Like I've said, and others have said, a ton of times, if a person is intent on committing a crime, they will. No registry, residency restriction, or any other law will stop that. And this is further proof of that.
08/19/2011
By Susan Jacobson
A Kentucky police lieutenant, a convicted murderer, a theme-park pastry chef, a business coach, a candy-store employee, a school computer technician and two convicted sex offenders were among 26 men arrested in a child-predator investigation, the U.S. Attorney's Office said today.
The multi-agency sting, dubbed "Operation Safe Summer," began in May and ended Thursday with the arrest of the final 13 of the 26 men, said Robert O'Neill, U.S. attorney for the Middle District of Florida.
"They just don't think they're going to get caught," said Agent Dan Ogden of the Brevard County Sheriff's Office, which was heavily involved in the operation. "It's a compulsion."
- For some it may be a compulsion, but a vast majority it is not.
One of the suspects had 7,000 movies depicting child pornography, law officers said. Some of the pornography depicted babies crying out in pain as they were being sexually abused, investigators said.
The National Center for Missing and Exploited Children will view the videos to try to identify the victims. The hope is that their abusers can be found and prosecuted.
"Most of the [abused] children in America are abused by someone they know or by a relative," said Lt. Tod Goodyear of the Brevard County Sheriff's Office.
The operation was part of Project Safe Childhood, a national initiative started in May 2006 by the U.S. Department of Justice to crack down on child sexual exploitation and abuse.
- So what about a crack down on normal child abuse by parents and others?
Agents set up their undercover operation on social-networking websites such as Facebook and MySpace, photo-sharing networks and chat rooms that pedophiles frequent, Goodyear said.
"We target areas where we know they're going to be looking for children or where children are going," he said.
The oldest man arrested was Samuel Langfitt III, 72, of Cocoa Beach. He is a former U.S. Navy officer and a businessman who runs Trisel, a "personal executive coaching" company, according to its website.
The youngest are both 19: Jasen Anderson of Edgewater and Bradley Fox of Cocoa.
Charges include lewd and lascivious exhibition and solicitation, possession and distribution of child pornography and solicitation and travel to engage in sex with a minor. Two of the men traveled to Brevard County with the intention of having sex with children, investigators said. Others sent obscene pictures of themselves over the Internet, agents said.
Others arrested include:
- Steven Waring, 32, of Cocoa, who resigned from the computer department at Space Coast Junior/Senior High School after his arrest. He is charged with possession and distribution of child pornography.

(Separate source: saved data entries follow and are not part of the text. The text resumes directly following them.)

PR #2359, opened 2020-07-05
XEEN: Fix "remove X to equip Y" display issue + minor fixes

FrostyHitoshura:


dreammaster:
Looks good. Thanks for identifying and fixing the problem

PR #2361, opened 2020-07-08
DOXYGEN: Add doxygen groups to header files in the common folder

b-gent:
All the header files from the ``common`` folder now have doxygen groups added to them. Thanks to that, the usability of API doc is greatly improved and crucial information can be found. Compare:
Old:
image
New:
image

### DIFF
--- a/common/array.h
+++ b/common/array.h
@@ -31,6 +31,16 @@
 namespace Common {
 
 /**
+ * @defgroup common_array Arrays
+ * @ingroup common
+ *
+ * @brief  Functions for working on arrays.
+ *
+ * @{
+ */
+
+
+/**
  * This class implements a dynamically sized container, which
  * can be accessed similar to a regular C++ array. Accessing
  * elements is performed in constant time (like with plain arrays).
@@ -455,6 +465,8 @@ private:
 
 	Comparator _comparator;
 };
+
+/** @} */
 
 } // End of namespace Common
 
--- a/common/md5.h
+++ b/common/md5.h
@@ -27,6 +27,15 @@
 
 namespace Common {
 
+/**
+ * @defgroup common_md5 MD5 checksum
+ * @ingroup common
+ *
+ * @brief API for computing the MD5 checksum.
+ *
+ * @{
+ */
+
 class ReadStream;
 class String;
 
@@ -53,6 +62,8 @@ bool computeStreamMD5(ReadStream &stream, uint8 digest[16], uint32 length = 0);
  * @return the MD5 as a hex string on success, and an empty string if an error occurred
  */
 String computeStreamMD5AsString(ReadStream &stream, uint32 length = 0);
+
+/** @} */
 
 } // End of namespace Common
 
--- a/common/memory.h
+++ b/common/memory.h
@@ -28,6 +28,14 @@
 namespace Common {
 
 /**
+ * @defgroup common_memory Memory
+ * @ingroup common
+ *
+ * @brief Functions for managing the memory.
+ * @{
+ */
+
+/**
  * Copies data from the range [first, last) to [dst, dst + (last - first)).
  * It requires the range [dst, dst + (last - first)) to be valid and
  * uninitialized.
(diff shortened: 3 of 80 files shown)


b-gent:
@sev-

criezy:
> 1. I couldn't find the doxygen config file used for your current API doc anywhere in the repository 

You can find the current doxygen config file in https://github.com/scummvm/scummvm-sites/tree/doxygen

And indeed there is a lot of work needed to organise  our doxygen documentation and make it usable. This looks like a good start. Using groups is a good idea and the main page could for example be improved with some basic information and link to https://wiki.scummvm.org/index.php?title=Developer_Central.

Mataniko:
Thanks for the PR, Looking forward to seeing your application!

b-gent:
> > 1. I couldn't find the doxygen config file used for your current API doc anywhere in the repository
> 
> You can find the current doxygen config file in https://github.com/scummvm/scummvm-sites/tree/doxygen

I wasn't aware of the scummvm-sites fork, thanks :)

> And indeed there is a lot of work needed to organise our doxygen documentation and make it usable. This looks like a good start. Using groups is a good idea and the main page could for example be improved with some basic information and link to https://wiki.scummvm.org/index.php?title=Developer_Central.

Yes, and not only the main page, I bet there is much more 'conceptual' documentation that could be added to the doxygen docset that would explain how the API works. The empty placeholder pages that are there right now that are supposed to explain  how to implenent a plugin are an example of this.

common/array.h
```diff
@@ -30,6 +30,16 @@
 
 namespace Common {
 
+/**
+ * @defgroup common_array Arrays
+ * @ingroup common
+ *
+ * @brief  Functions for working on arrays.
```
Mataniko, line 37: these are functions to replace some std arrays

common/md5.h
```diff
@@ -27,6 +27,15 @@
 
 namespace Common {
 
+/**
+ * @defgroup common_md5 MD5 checksum
+ * @ingroup common
+ *
+ * @brief API for computing the MD5 checksum.
```
Mataniko, line 34: This is less of an API and more of a method/class - @sev- WDYT on terminology in general

common/memory.h
```diff
@@ -27,6 +27,14 @@
 
 namespace Common {
 
+/**
+ * @defgroup common_memory Memory
+ * @ingroup common
+ *
+ * @brief Functions for managing the memory.
```
Mataniko, line 34: Same as earlier - we should have consistent terminology - functions, api, class, methods

Mataniko:
Overall looks like a massive improvement - left a couple comments on terminology that we should standardize before proceeding

common/md5.h
b-gent: That's a good point about having consistent terminology. As I see it, 'API' is a superset of whatever we might have in these header files - classes, methods, functions, structures etc. If you agree with this, then probably using the term 'API' is safest and most future-proof.

common/memory.h
b-gent: I guess in this case the most accurate description is 'Class templates for managing the memory' ?

common/array.h
b-gent: I'll correct this (as soon as we agree on terminology).

b-gent:
I would like to get this in as soon as possible. I'm already making additional changes to these files on another branch and I would like to avoid some crazy merge conflicts.

b-gent:
The output is now available for preview on https://b-gent.github.io/PR2361/group__common.html

@sev , it would be great if you could have a look at the comments here and the PR as a whole.

common/array.h
criezy: Actually these are classes and not functions.

common/md5.h
criezy: In this specific case I would probably have used `Functions` if I had written the documentation. But API is also fine with me. And indeed we need consistency.

common/memory.h
criezy: Referring to classes here seems confusing to me. They look like `Template functions`.

sev-:
Great work, merging

PR #2657, opened 2020-12-01
ENGINES: Add detection for international releases in many engines

trembyle:
I have several more to add, but I wanted to submit these in case detection code changes and they become obsolete.

Korean Return to Zork is only dubbed. There are no fonts to render, even in the menus. Unlike the Japanese version, this version should work without further changes.

KYRA.DAT still needs to be updated.

### DIFF
--- a/engines/made/detection_tables.h
+++ b/engines/made/detection_tables.h
@@ -143,7 +143,11 @@ static const MadeGameDescription gameDescriptions[] = {
 		{
 			"rtz",
 			"V1.2, 9/29/94, CD",
-			AD_ENTRY1s("rtzcd.red", "946997d8b0aa6cb4e848bad02a1fc3d2", 276584),
+			{
+				{ "rtzcd.red", 0, "946997d8b0aa6cb4e848bad02a1fc3d2", 276584 },
+				{ "rtzcd.prj", 0, "974d74410c3c29d50e857863e8bf40e2", 43016792 },
+				AD_LISTEND
+			},
 			Common::EN_ANY,
 			Common::kPlatformDOS,
 			ADGF_CD,
@@ -253,6 +257,29 @@ static const MadeGameDescription gameDescriptions[] = {
 			"V1.2, 3/31/95, CD",
 			AD_ENTRY1s("rtzcd.red", "946997d8b0aa6cb4e848bad02a1fc3d2", 354614),
 			Common::FR_FRA,
+			Common::kPlatformDOS,
+			ADGF_CD,
+			GUIO0()
+		},
+		GID_RTZ,
+		0,
+		GF_CD_COMPRESSED,
+		3,
+	},
+
+	{
+		// Return to Zork - Korean CD version 1.2 9/29/94
+		// Dub only. No text was translated, even in menus, so there are no font issues.
+		// submitted by trembyle
+		{
+			"rtz",
+			"V1.2, 9/29/94, CD",
+			{
+				{ "rtzcd.red", 0, "946997d8b0aa6cb4e848bad02a1fc3d2", 276584 },
+				{ "rtzcd.prj", 0, "3c8644f7ce77b74968637c035c3532d8", 48083511 },
+				AD_LISTEND
+			},
+			Common::KO_KOR,
 			Common::kPlatformDOS,
 			ADGF_CD,
 			GUIO0()
--- a/engines/zvision/detection_tables.h
+++ b/engines/zvision/detection_tables.h
@@ -104,7 +104,11 @@ static const ZVisionGameDescription gameDescriptions[] = {
 		{
 			"znemesis",
 			0,
-			AD_ENTRY1s("CSCR.ZFS", "88226e51a205d2e50c67a5237f3bd5f2", 2397741),
+			{
+				{ "CSCR.ZFS", 0, "88226e51a205d2e50c67a5237f3bd5f2", 2397741 },
+				{ "ASCR.ZFS", 0, "9a1e1a48a56cf12a22bad2d2e47f6c92", 917452 },
+				AD_LISTEND
+			},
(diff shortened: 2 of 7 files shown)


athrxx:
The "KYRA: Detect Chinese and Korean variants" seems not to do what it advertises. It doesn't actually include detection entries. If you still want to submit the detection entries please mark them with an ADGF_UNSUPPORTED flag. Otherwise users would only run into the "You are missing the kyra.dat(...)" error.

Regarding your changes to the kyra.dat tool I see no advantage in having such code fragments added, unless they actually do something. So, to give you a rough idea what the necessary steps are for adding a new language to the kyradat tool I dug up some commits from history:

Spanish for HOF:
https://github.com/scummvm/scummvm/commit/3bc54abd79b5278b3d9bb90467c7810ec52acd10
Spanish for LOK:
https://github.com/scummvm/scummvm/commit/5b660fe8aece110843ba8b170fd1e1cb38c5fa5e
Japanese for EOB1/SegaCD:
https://github.com/scummvm/scummvm/commit/6bcad5fdf387474905a2a08eb66d9dbcd9208790

HOF would probably be the easiest to do, so maybe practice on that... Or just limit this commit to the actual detection until someone else adds the support.

trembyle:
@athrxx I pushed the wrong commit for KYRA. I will fix this.

Also, in general, I will check whether all of these games run and add the ADGF_UNSUPPORTED flag as necessary.

trembyle:
Rebased and added detection entries for the KYRA games, along with unsupported flags and messages. I added flags and messages for the other engines where necessary.

Portuguese Riven and Korean Return to Zork both appear to be stable. Korean Zork Nemesis may be close to stable, but is currently flagged unsupported.

I will raise bug reports for specific issues where appropriate. And I may continue to work on KYRA.DAT; otherwise, if I can't figure that out, I'll raise a bug for that too.

engines/zvision/detection_tables.h
```diff
@@ -104,7 +104,11 @@ static const ZVisionGameDescription gameDescriptions[] = {
 		{
 			"znemesis",
 			0,
-			AD_ENTRY1s("CSCR.ZFS", "88226e51a205d2e50c67a5237f3bd5f2", 2397741),
+			{
+				{ "CSCR.ZFS", 0, "88226e51a205d2e50c67a5237f3bd5f2", 2397741 },
+				{ "ASCR.ZFS", 0, "9a1e1a48a56cf12a22bad2d2e47f6c92", 917452 },
```
trembyle, line 109: `CSCR.ZFS` is identical between English and Korean.

Added `ASCR.ZFS` to differentiate.

engines/made/detection_tables.h
```diff
@@ -143,7 +143,11 @@ static const MadeGameDescription gameDescriptions[] = {
 		{
 			"rtz",
 			"V1.2, 9/29/94, CD",
-			AD_ENTRY1s("rtzcd.red", "946997d8b0aa6cb4e848bad02a1fc3d2", 276584),
+			{
+				{ "rtzcd.red", 0, "946997d8b0aa6cb4e848bad02a1fc3d2", 276584 },
+				{ "rtzcd.prj", 0, "974d74410c3c29d50e857863e8bf40e2", 43016792 },
```
trembyle, line 148: `rtzcd.red` is identical between English and Korean. This is likely because the text was untranslated in this release. I added `rtzcd.prj` to differentiate.

trembyle:
After testing, I reverted Zork Nemesis back to stable.

I found only one minor bug that I raised as [#11992](https://bugs.scummvm.org/ticket/11992).

athrxx:
For the KYRA part, this now looks okay

athrxx:
I have taken a look at that Chinese EOB II version. This isn't an "international release". It is a heavily modified fan project (even including Chinese voice acting). They have hacked up the character generator and the ingame interface in a rather crude way to accomodate the Chinese font, also using weird gui colors.
While I am willing to support "normal" fan translations with minor modifications this is a bit too much. So I still don't mind the detection entry with the ADGF_UNSUPPORTED flag. But IMHO that should be the final stage of this version in ScummVM.
I'll check the LOK and HOF versions whether these are more eligible...

dreammaster:
Xeen and Sherlock detections look fine

trembyle:
Discussed this with @athrxx offline. The game was definitely released in Chinese.

There is a boxed version for sale [here](http://book.kongfz.com/276039/2378721958/) (only US$865!). On the front of the box, top left, the characters say 中文版 or "Chinese Version". This is also on the green sticker on the side of the box.

I've attached the images below in case this listing disappears.

Now the remaining question is whether this official version is indeed the version I'm adding, or if I've found some cheap fan-made hack instead. I'll do some more research to see if I can track down different disks.

eob2-zh-tw-front
eob2-zh-tw-side
eob2-zh-tw-disks
eob2-zh-tw-back

trembyle:
Looking through a stack of disks, every version I can find contains the text `MODIFY BY SHELL STONE V 1.0` below the main menu when starting the game.

It's also present on any gameplay video I've seen, for example:
https://www.youtube.com/watch?v=LsyjUhfhK1w
https://www.bilibili.com/video/av2060146/

I realize that this isn't definitive. The people recording the videos might have obtained copies from the same ultimate source.

As a counterpoint to the fan translation explanation, two other possibilities come to mind.

1. The officially licensed version does indeed contain this text. Hopefully this line wasn't written by the translator, due to the poor grammar.
2. This is more of a copy protection hack than a translation. If this was commonly available, then it could be on a lot of users' disks as well, and therefore should be supported.

sev-:
Thank you!

sev-:
But it needs to be rebased....

sev-:
Thanks, merging!

PR #2658, opened 2020-12-01
GUI: Don't leak theme and TextDrawData when loading fails

lephilousophe:
This was spotted with a FreeType disabled build and with Address Sanitizer

### DIFF
--- a/gui/ThemeEngine.cpp
+++ b/gui/ThemeEngine.cpp
@@ -577,6 +577,11 @@ bool ThemeEngine::addFont(TextData textId, const Common::String &language, const
 					ttsMan->setLanguage("en");
 #endif // USE_TTS
 #endif // USE_TRANSLATION
+
+				// No font, cleanup TextDrawData
+				delete _texts[textId];
+				_texts[textId] = nullptr;
+
 				return false; // fall-back attempt failed
 			}
 			// Success in fall-back attempt to standard (non-localized) font.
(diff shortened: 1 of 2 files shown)


gui/ThemeEngine.cpp
```diff
@@ -592,6 +597,10 @@ bool ThemeEngine::addFont(TextData textId, const Common::String &language, const
 #endif // USE_TRANSLATION
 			// Returning true here, would allow falling back to standard fonts for the missing ones,
 			// but that leads to "garbage" glyphs being displayed on screen for non-Latin languages
+			// No font, cleanup TextDrawData
```
criezy, line 600: It did manage to load a font in this case. So I am not sure we want to cleanup the TextDrawData.
Although as the comment above says, `If we return false anyway why would we attempt the fall-back in the first place?` I am asking myself the same question, but I have no answer for that.

lephilousophe: In fact, when we return false here, `ThemeParser` will return an error and `loadTheme` will consider theme as not loaded (`themeOk` is false).
This means that when the ThemeEngine will get destroyed, it won't delete `_texts` items.
Does this mean, we should relax the constraint when unloading theme and cleanup every arrays even if theme is not loaded?
That sounds like more logical than my fix but I didn't know the implications.

criezy: In any case the change here should do no harm. We can do some cleanup at a later time.

criezy:
Merging this now.

PR #2660, opened 2020-12-02
DOXYGEN: Fix the build output and structure

b-gent:
This commit introduces a couple tweaks to the
doxygen build configuration to assure the
overall structure looks correct.

@criezy @Mataniko @sev-


criezy (approved):
Thank you.
All the changes make sense here.

PR #2663, opened 2020-12-03
MorphOS: active nuked OPL Adlib driver

BeWorld2018:
Thanks Raziel to see that on AmigaOS platform :-)


raziel-:
👍  :-)

criezy:
This is a very localised change that only impact the MorphOS port, and I assume you have tested it.
So I will merge this now.

PR #2668, opened 2020-12-06
SCUMM: Support for uncompressed bundles like used in some fan transla…

phcoder:
…tions

Apparently it's a beta variant of storing files in the bundle without
compression and in little-endian. I tried to find an indicator for endianness
in uncompressed iMuse file but apparently there isn't any. Hence we need to
propagate a bool from bundle to imuse layer.

This is used by Akella Russification of COMI

### DIFF
--- a/engines/scumm/imuse_digi/dimuse_bndmgr.cpp
+++ b/engines/scumm/imuse_digi/dimuse_bndmgr.cpp
@@ -193,6 +193,7 @@ bool BundleMgr::open(const char *filename, bool &compressed, bool errorFlag) {
 	_indexTable = _cache->getIndexTable(slot);
 	assert(_bundleTable);
 	_compTableLoaded = false;
+	_isUncompressed = false;
 	_outputSize = 0;
 	_lastBlock = -1;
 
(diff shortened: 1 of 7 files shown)


engines/scumm/imuse_digi/dimuse_bndmgr.cpp
```diff
@@ -250,7 +258,8 @@ int32 BundleMgr::decompressSampleByCurIndex(int32 offset, int32 size, byte **com
 	return decompressSampleByIndex(_curSampleId, offset, size, compFinal, headerSize, headerOutside);
 }
 
-int32 BundleMgr::decompressSampleByIndex(int32 index, int32 offset, int32 size, byte **compFinal, int headerSize, bool headerOutside) {
+int32 BundleMgr::decompressSampleByIndex(int32 index, int32 offset, int32 size, byte **compFinal, int headerSize, bool headerOutside,
+					 bool *uncompressedBundle) {
```
aquadran, line 262: use reference not a pointer

sev-: There is a default value, `nullptr`

phcoder: Changed

PR #2670, opened 2020-12-07
SCUMM: Support Lokalizator plugin.

phcoder:
This was used by Russian translation of Pajama Sam 2 and Spy Fox 3

### DIFF
--- a/engines/scumm/he/localizer.cpp
+++ b/engines/scumm/he/localizer.cpp
@@ -1,0 +1,122 @@
+/* ScummVM - Graphic Adventure Engine
+ *
+ * ScummVM is the legal property of its developers, whose names
+ * are too numerous to list here. Please refer to the COPYRIGHT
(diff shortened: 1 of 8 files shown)


engines/scumm/localizer.cpp
```diff
@@ -0,0 +1,122 @@
...
+				break;
+			case 1:
+				x = st + 35;
+				break;
+			case 2:
+				x = st + 70;
+				break;
+			case 3:
+				x = st + 105;
+				st += 45707404;
```
henke37, line 83: This looks like a subtraction being incorrectly rendered as an add.

sev-: Not at all. this is 45mln, not 4 bln. we're talking here about 1/100th of that, 0x2b9708c doesn't look like a negative 32-bit number to me.

sev-:
Thanks!

PR #2672, opened 2020-12-08
SCUMM: COMI: implement iMUSE crossfades between regions

AndywinXp:
This was a tough one, I also lost hours of work after a wrong file overwrite, but I managed to finish it and test it.
Apart from some bug fixes to track volume ranges, I have implemented the last missing feature for iMUSE Digital (for COMI): crossfades between regions triggered by JUMP instructions.

As a result, we have seamless loops, and graceful jumps to other sections of the same track.
This applies both to music and SFX.

Every known jump or music loop has been tested, one by one, by hand, at least 3 times each, and these modifications appears to be stable (worst case scenario, when stressing ScummVM, a crossfade gets played a little bit late).
It is curious that some music tracks have the loop point shifted behind by -8820 (samples? units? still don't understand what's that number), so this is addressed via a modification of the COMI music table.

There appear to be a special case for the song in part 3 (the crossfades stay out of sync no matter what), I'll try to tackle that in the next hours so please _do not merge yet_, but I still want to get the PR here since I'm scared to lose work... again.

EDIT: it's now mergeable


AndywinXp:
Very well, I'm done fixing the song (even though two of those crossfades are still best guesses, but it's the best I could do without giving uneven offset shifts to the track), so the commit is now mergeable

aquadran:
I'm not sure about this PR. we have too many hacks right now

AndywinXp:
I understand. 
The only thing I can say is that this would give a 1:1 match to the original exe, in terms of result produced, concluding the restoration work I started a month ago (therefore this would be my final PR).
I also am convinced that there are "on the fly" corrections to loop points in the original, since removing crossfades (and just using the current jump statement) still result in desynchronized loops for the tracks which I have shifted.

I understand hacks are bad, and I managed removed a couple of those very old ones myself, but in my defense, these modifications manage to solve some very noticeable (11 years long) bugs which nobody else had time (or will) to solve. And that's a pity, for a game which is currently being sold in bundle with ScummVM.

Please think about it some more time and let me know which your final decision is.

AndywinXp:
I made a little bit better, now there's no prior game specific knowledge embedded in runSchduledCrossfades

- David Williams, 37, of West Point, Ky, who resigned from the Radcliff (Ky.) Police Department after his arrest. Reports show he thought he was chatting online with a 14-year-old girl who actually was an undercover law officer. He is charged with lewd exhibition and solicitation.
- Phillip Trott, 49, of Cape Coral, who is on probation from a 1990 Volusia County case involving second-degree murder and possession of a firearm by a felon. He is charged with lewd and lascivious exhibition and solicitation.
- Rafael E. Gonzalez, 50, of Palm Bay, a registered sex predator on probation for the 1997 sexual battery of a minor relative or child for whom he was the custodian. His charges are possession and distribution of child pornography.
- Thomas P. Baker, 53, a registered sex offender from Apopka, who was sentenced to four years and three months in prison for a 1998 lewd and lascivious assault on a child younger than 16 in Seminole County.